📝 エピソード概要
「食レポシリーズ」第5回となる本エピソードでは、味覚の正体が脳による「その場しのぎのつじつま合わせ(統合的認知)」であることを解き明かします。人間が味を感じる際、視覚や聴覚が想像以上に大きな影響を与えていることを科学的に解説。言語がいかに認知科学の結論を先取りしていたかを考察し、最終的に「味覚(舌の感覚)に頼らない」ことが、真に優れた食レポへの近道であるという逆説的な結論を導き出します。
🎯 主要なトピック
- 味覚と「つじつま合わせ」の性質: 味覚は単独で存在するのではなく、視覚などの情報に合わせて脳が感覚を捏造する「嘘つき」な側面があることを指摘します。

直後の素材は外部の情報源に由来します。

PR #3896, opened 2024-06-28
Add direct sums of Lie algebras

lgoettgens:
~~This currently contains https://github.com/oscar-system/Oscar.jl/pull/3894 and needs to get rebased once that is merged. So please skip the first commit when reviewing this.~~

This is only a first sketch, there will possibly be changes (and documentation) at a later point.
I am aware that this does not (yet) is completely as https://github.com/oscar-system/Oscar.jl/issues/3059 wants it to be, put this is in the big part due to some generic functionality not being there to get used and me thus needing to include some of the generic functions myself (but restricted to the types here). All of this can be significantly simplified once there has been some more progress towards https://github.com/oscar-system/Oscar.jl/issues/3059.


HereAround (approved):
Thank you @lgoettgens looks great to me.

PR #3898, opened 2024-06-29
Banff presentation rebased

HechtiDerLachs:
Rebase of #3891 with some fixes.

### DIFF
--- a/experimental/Schemes/src/IdealSheaves.jl
+++ b/experimental/Schemes/src/IdealSheaves.jl
@@ -1625,10 +1625,11 @@ function produce_object(F::PrimeIdealSheafFromChart, U2::AbsAffineScheme)
       pb_f_res = restricted_map(pb_f)
       @assert domain(pb_f_res) === ambient_coordinate_ring(V2)
       Q = preimage(pb_f_res, F(domain(f)))
-      result = ideal(OO(V2), gens(Q))
-      @assert !isone(Q)
-      set_attribute!(result, :is_prime=>true)
+      rest = OOX(V2, U2)
+      result = ideal(OO(U2), rest.(gens(Q)))
+      @hassert :IdealSheaves 1 !isone(Q)
       @hassert :IdealSheaves 1 is_prime(result)
+      set_attribute!(result, :is_prime=>true)
       return result
       I2 = F(codomain(g))
       I = pullback(g)(I2)
@@ -1693,7 +1694,9 @@ function produce_object(I::PullbackIdealSheaf, U::AbsAffineScheme)
   if any(x->x===U, patches(dom))
     f_loc = f_cov[U]
     V = codomain(f_loc)
-    return pullback(f_loc)(original_ideal_sheaf(I)(V))
+    KK = original_ideal_sheaf(I)(V)
+    @assert base_ring(KK) === OO(V)
+    return pullback(f_loc)(KK)
   end
 
   # We are in a chart below a patch in the domain covering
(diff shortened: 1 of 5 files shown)


HechtiDerLachs:
It looks like some changes introduced here are quite expensive. `vinberg1.jlcon` did terminate, but probably took a long time. I will investigate and do some comparisons.

benlorenz:
> It looks like some changes introduced here are quite expensive. `vinberg1.jlcon` did terminate, but probably took a long time. I will investigate and do some comparisons.

The timings don't look that bad, `vinberg_1` took about 1 minute:
```
Sat, 29 Jun 2024 19:39:02 GMT    vinberg_1.jlcon
....
Sat, 29 Jun 2024 19:40:26 GMT    vinberg_2.jlcon: skip
```
There are quite a few GC pauses in between but that is not unusual.

The booktests ran from `19:15` until it got stuck in `zariski.jlcon` at `19:42`, which is the same time and result as we have on master. It will hopefully be fixed via singular.

HechtiDerLachs:
Thanks for having a look! 

I was afraid that the booktests only got cancelled, because the `vinberg_1.jlcon` had already taken up too much of the time. But indeed I have no trouble running this test locally. 

I also tried the testfile for `elliptic_surfaces.jl` and got the following timings.
Before:
```
606.089320 seconds (3.03 G allocations: 116.741 GiB, 8.48% gc time)

620.284879 seconds (3.03 G allocations: 115.920 GiB, 8.75% gc time)
```
With this branch:
```
601.933683 seconds (2.93 G allocations: 114.751 GiB, 8.59% gc time)

662.196737 seconds (2.84 G allocations: 108.817 GiB, 8.91% gc time)
```
So memory consumption decreased with no significant impact on computing time. I think this is all good then.

experimental/Schemes/src/IdealSheaves.jl
```diff
@@ -1621,6 +1621,16 @@ function produce_object(F::PrimeIdealSheafFromChart, U2::AbsAffineScheme)
...
+      pb_f = pullback(f)::AbsLocalizedRingHom
+      pb_f_res = restricted_map(pb_f)
+      @assert domain(pb_f_res) === ambient_coordinate_ring(V2)
+      Q = preimage(pb_f_res, F(domain(f)))
+      rest = OOX(V2, U2)
+      result = ideal(OO(U2), rest.(gens(Q)))
+      @hassert :IdealSheaves 1 !isone(Q)
+      @hassert :IdealSheaves 1 is_prime(result)
+      set_attribute!(result, :is_prime=>true)
+      return result
```
simonbrandhorst: Please either remove the old code or add an algorithm option if you think that it still performs better in some cases.

experimental/Schemes/src/WeilDivisor.jl
```diff
@@ -479,13 +538,53 @@ function _self_intersection(I::AbsIdealSheaf)
   return get_attribute(I, :_self_intersection)::Int
 end
 
+function _is_known_to_be_one(I::AbsIdealSheaf, U::AbsAffineScheme;
```
simonbrandhorst, line 541: May I suggest to name this function 
`has_is_one(I::AbsIdealSheaf, U::AbsAffineScheme)` 
and in its body to call
`has_is_one(I::Ideal)` ? 
We have the `has_is_...` syntax already in some other places. 
It means: has cached the value already ( or it is trivial to compute).

simonbrandhorst (approved):

experimental/Schemes/src/WeilDivisor.jl
HechtiDerLachs: I saw `has_is_one` being introduced. However, it is something different: Here we ask whether an ideal sheaf is known to be isomorphic to the unit ideal sheaf. `has_is_one` is asking whether it's easy to decide this question. The implementations are different and it would be more work to adapt this here. Since it's an internal function, I suggest to leave this for the moment.

PR #1036, opened 2026-05-13
[#1031] Represent unknown/unset DCs as `null` instead of `0`, and allow group check DCs to be modified after message post

### LINKED ISSUE #1031: Add an intentional difference between DC=0 and DC=undefined
This seems to be a purely visual issue, the result in the attached image is still considered a crit for automation, but it's rendered as if it's a glancing blow in terms of the colors used.
Image

roth-michael:
Closes #1031 
0DC skill checks mean "show as unknown DC, and allow the GM to set via the chat message's context menu." 0DC attack rolls mean "the poor fella getting smacked somehow actually has 0 defense," and therefore should render as such.

### DIFF
--- a/module/chat.mjs
+++ b/module/chat.mjs
@@ -23,30 +23,35 @@ export const TEMPLATES = {
 export function addChatMessageContextOptions(_app, options) {
   if ( !game.user.isGM ) return;
 
-  // Assign difficulty for skill checks
+  // Assign difficulty for skill or group checks
   options.push({
     label: _loc("DICE.SetDifficulty"),
     icon: '<i class="fas fa-bullseye"></i>',
     visible: li => {
       const message = game.messages.get(li.dataset.messageId);
       const flags = message.flags.crucible || {};
-      return message.isRoll && flags.skill;
+      return message.isRoll && (flags.skill || flags.groupCheck);
     },
     onClick: async (_e, li) => {
       const message = game.messages.get(li.dataset.messageId);
-      const roll = message.rolls[0];
+      const flags = message.flags.crucible;
+      const skills = new Set(message.rolls.map(r => r.data.type));
       const formData = await foundry.applications.api.DialogV2.input({
         window: {title: _loc("DICE.SetDifficulty")},
-        content: `\
+        content: Array.from(skills).map(skill => `\
         <div class="form-group slim">
-            <label>DC Target</label>
-            <div class="form-fields">
-                <input type="number" name="dc" value="${roll.data.dc || 15}" autofocus>
-            </div>
-        </div>`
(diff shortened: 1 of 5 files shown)


aaclayton (changes requested):
Not sure I'm liking this solution. I think probably any `Number.isNumeric(dc)` should count as a set DC and we need some other convention to express an unknown DC in the skill check case, probably explicit `null` would be best.

Want to take a crack at shifting this so that numeric DCs are always treated as "set" and we intentionally set `null` when we want the DC to be initially undetermined?

roth-michael:
Updated description of changes:
- `0` DC now means `0` DC. Unset DC will be `null`
- Aggregate group checks now display `???` instead of score if any of the contained checks have a `null` DC
- Changed `GroupCheck##renderGroupCheckCard` to `GroupCheck.renderGroupCheckCard`. It didn't need to be an instance method since it didn't use `this`, and it needed to be un-privated so that updates to a group check card's DCs could properly re-render the content
- As alluded to above, can now change the DC of each skill in a group check via the context menu, just as you can for single skill rolls

module/dice/standard-check.mjs
```diff
@@ -315,7 +315,7 @@ export default class StandardCheck extends Roll {
     if ( targetLabel === undefined ) {
       const skill = SYSTEM.SKILLS[this.data.type];
       const label = skill?.label ?? defenseType;
-      const dcLabel = game.user.isGM ? (dc || "??") : "";
+      const dcLabel = game.user.isGM ? (`${dc}` ?? "??") : "";
```
aaclayton, line 318: `dc` is now never nullish:

```suggestion
      const dcLabel = game.user.isGM ? (Number.isNumeric(dc) ? String(dc) : "??") : "";
```

module/chat.mjs
```diff
@@ -23,30 +23,35 @@ export const TEMPLATES = {
...
+        content: Array.from(skills).map(skill => `\
         <div class="form-group slim">
-            <label>DC Target</label>
-            <div class="form-fields">
-                <input type="number" name="dc" value="${roll.data.dc || 15}" autofocus>
-            </div>
-        </div>`
+          <label>${_loc("DICE.DCTargetSpecific", {skill: SYSTEM.SKILLS[skill]?.label ?? skill})}</label>
+          <div class="form-fields">
+            <input type="number" name="${skill}" value="${message.rolls.find(r => r.data.type === skill).data.dc ?? 0}">
```
aaclayton, line 45:
```suggestion
            <input type="number" name="${skill}" value="${message.rolls.find(r => r.data.type === skill).data.dc ?? 0}" autofocus>
```

aaclayton (approved):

- 統合的認知と五感のランク: 脳がバラバラの感覚入力を一つにまとめ上げる「統合的認知」を解説。五感には配点(重み付け)があり、視覚が圧倒的に優位であることを説明します。
- 事前の期待形成と「チクショー」の科学: 視覚によって作られた「期待」が味覚を左右する仕組みを、コウメ太夫のネタや中島敦『山月記』を例に、ユーモアを交えて考察します。
- 言語が先取りしていた認知科学: 「深い甘み」と言い「深い酸味」と言わない理由は、実際の持続時間の差にあることなど、言葉が科学的結論を先取りしている事例を紹介します。
- 誰でも食レポが上手くなる方法: 舌の感覚(味覚)ではなく、配点の高い視覚・触覚・聴覚をあえて言葉にすることが、最も本質的な食レポになるという結論を提示します。
💡 キーポイント
- 味覚は「ポンコツ嘘つき」: 味覚は視覚情報に弱く、簡単に騙される。しかし、それは脳が一貫した世界を構築しようとする「統合的認知」の結果である。
- 共感覚的表現は「逃げ」ではない: 視覚的な言葉で味を表現することは、脳の重み付けにおいて最も配点の高い要素に言及しているため、むしろ非常に誠実で本質的な手法である。
- 言葉は答えを出していた: 科学的な裏付けが取れる前から、人間は言語表現を通じて、感覚の持続性や他感覚との結びつきを正確に捉えていた。
- 「食レポするなら味覚に触れるな」: 味覚そのものの語彙に固執せず、見た目、音、食感など、食事を取り巻く多角的な情報を描写することが、聞き手に美味しさを伝える鍵となる。